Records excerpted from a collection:
------------
PR #495, opened 2025-09-25
feat: implement buy credits into frontend (Buy Credits PR #3)

clostao:
I closed the previous one since it had a bad git history, this one already start from the `buy-credits-backend` branch.

## Description 

Implements a multi step flow for buying credits using AI3

## Demo

https://www.loom.com/share/5b4e3096e83b4c5c8eb681ad13c235d7?sid=283d8898-2e09-4fd0-a507-d91b0067d30c

### DIFF
--- a/apps/frontend/src/components/molecules/AccountInformation/index.tsx
+++ b/apps/frontend/src/components/molecules/AccountInformation/index.tsx
@@ -1,4 +1,4 @@
-import bytes from 'bytes';
+import { truncateBytes } from '../../../utils/number';
 import { utcToLocalRelativeTime } from '../../../utils/time';
 import { SubscriptionGranularity } from '@auto-drive/models';
 
@@ -19,16 +19,14 @@ export const AccountInformation = ({
 
   const uploadPercentage = (uploadUsed / uploadLimit) * 100;
 
-
   return (
     <div className='space-y-2'>
       <div className='text-xs text-muted-foreground'>Upload usage</div>
       <div className='space-y-1'>
         <div className='flex justify-between text-xs'>
-          <span>{bytes(uploadPending, { decimalPlaces: 3 })} left</span>
+          <span>{truncateBytes(uploadPending)} left</span>
           <span className='text-muted-foreground'>
-            {bytes(uploadUsed, { decimalPlaces: 3 })}/
-            {bytes(uploadLimit, { decimalPlaces: 3 })}
+            {truncateBytes(uploadUsed)}/{truncateBytes(uploadLimit)}
           </span>
         </div>
         <div className='h-1.5 w-full rounded-full bg-muted'>
--- a/apps/frontend/src/utils/number.ts
+++ b/apps/frontend/src/utils/number.ts
@@ -1,3 +1,5 @@
+import bytes from 'bytes';
+
 // Format number with commas
 export const formatNumberWithCommas = (num?: number): string => {
   if (num === undefined) return 'N/A';
@@ -10,4 +12,22 @@ export const truncateNumberWithDecimals = (
 ): number => {
   const precision = 10 ** decimals;
   return Math.floor(num * precision) / precision;
+};
+
+export const truncateBytes = (num: number): string => {
+  const f = bytes(num, { decimalPlaces: 2 });
+
+  // Extract the numeric part and unit using regex
+  const match = f.match(/^(\d+(?:\.\d+)?)([KMGT]?B)$/);
+  if (!match) return f;
+
+  const [, numericPart, unit] = match;
+
+  // If it contains a decimal point, truncate to integer
+  if (numericPart.includes('.')) {
+    const integerPart = numericPart.split('.')[0];
+    return `${integerPart}${unit}`;
+  }
+
+  return f;
 };


apps/frontend/src/components/views/PurchaseCredits/steps/Step4_Success.tsx
```diff
@@ -0,0 +1,78 @@
...
+    <div className='flex flex-col gap-4'>
+      <Section title='Payment Successful!'>
+        <Card>
+          <div className='flex flex-col gap-3 p-4'>
+            <div className='rounded-md bg-green-50 p-4'>
+              <div className='grid grid-cols-2 gap-2'>
+                <InfoRow
+                  className='items-center font-bold'
+                  label='Storage Added'
+                  value={<span>1GB</span>}
```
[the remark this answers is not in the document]
clostao: Solved

apps/frontend/src/components/atoms/AskForCredits.tsx
```diff
@@ -1,16 +1,15 @@
-import { EXTERNAL_ROUTES, Button } from '@auto-drive/ui';
+import { Button, ROUTES } from '@auto-drive/ui';
+import { InternalLink } from './InternalLink';
+import { useNetwork } from '../../contexts/network';
 
-export const AskForCreditsButton = () => {
+export const BuyMoreCreditsButton = () => {
```
teor2345, line 5: It's confusing to have this file named ask for credits when it's now about buying credits.
This would also need to change in the nav bar.

apps/frontend/src/components/views/PurchaseCredits/steps/Step1_SelectPackage.tsx
```diff
@@ -0,0 +1,190 @@
...
+              </div>
+            </div>
+            <div className='flex items-start gap-3'>
+              <div className='flex h-8 w-8 items-center justify-center rounded-full bg-primary text-sm font-bold text-primary-foreground'>
+                3
+              </div>
+              <div>
+                <div className='font-medium'>Instant Credits</div>
+                <div className='text-sm text-muted-foreground'>
+                  Once transaction is confirmed (12 confirmations) you will
```
teor2345, line 180: Should this be a constant rather than a hard-coded number of confirmations?

I don't think it matter as much either way, because in normal operation we would only have a 12 block reorg after thousands of years. (However, if there is a network split or high load, it could happen much sooner.)

packages/ui/src/constants/contracts.ts
```diff
@@ -0,0 +1,81 @@
+import { Address } from "viem";
+import { NetworkId } from "./networks";
+
+export const paymentReceiverContractsByNetworkId: Record<NetworkId, Address> = {
+  [NetworkId.TAURUS]: "0x0000000000000000000000000000000000000000",
+  [NetworkId.MAINNET]: "0x0000000000000000000000000000000000000000",
```
teor2345, line 6: Does this need a TODO comment?

packages/ui/src/constants/contracts.ts
```diff
@@ -0,0 +1,81 @@
+import { Address } from "viem";
+import { NetworkId } from "./networks";
+
+export const paymentReceiverContractsByNetworkId: Record<NetworkId, Address> = {
+  [NetworkId.TAURUS]: "0x0000000000000000000000000000000000000000",
```
teor2345, line 5: Do you mean Chronos here? (And in the next file.)

packages/ui/src/constants/evm.ts
```diff
@@ -0,0 +1,59 @@
...
+      },
+    },
+  },
+  [NetworkId.LOCAL]: {
+    // Anvil default chain id
+    id: 8700,
+    name: "Chronos Testnet",
+    nativeCurrency: {
+      name: "Chronos AI3",
+      symbol: "tAI3",
```
teor2345, line 50: It's confusing to have mainnet using ETH and testnets using tAI3, is that intentional?
If it is, it might be worth leaving a comment explaining why.

apps/frontend/src/components/views/PurchaseCredits/CreditCurrentPrice.tsx
```diff
@@ -0,0 +1,22 @@
...
+  const { shannonsPerByte, formatCreditsAsAi3 } = usePrices();
+
+  return (
+    <div className='rounded-xl bg-primary p-6 text-primary-foreground'>
+      <div className='flex flex-col items-start justify-between gap-4 md:flex-row md:items-center'>
+        <div>
+          <div className='text-sm opacity-90'>Current Price</div>
+          <div className='text-3xl font-bold'>
+            {typeof shannonsPerByte === 'number'
+              ? `${formatCreditsAsAi3(MB).toFixed(2)} AI3 per MB`
```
------------
**Action item:** Once a line of the records is found to contain "bold", copy it out.

**Solution to this problem:**
+                  className='items-center font-bold'
+              <div className='flex h-8 w-8 items-center justify-center rounded-full bg-primary text-sm font-bold text-primary-foreground'>
+          <div className='text-3xl font-bold'>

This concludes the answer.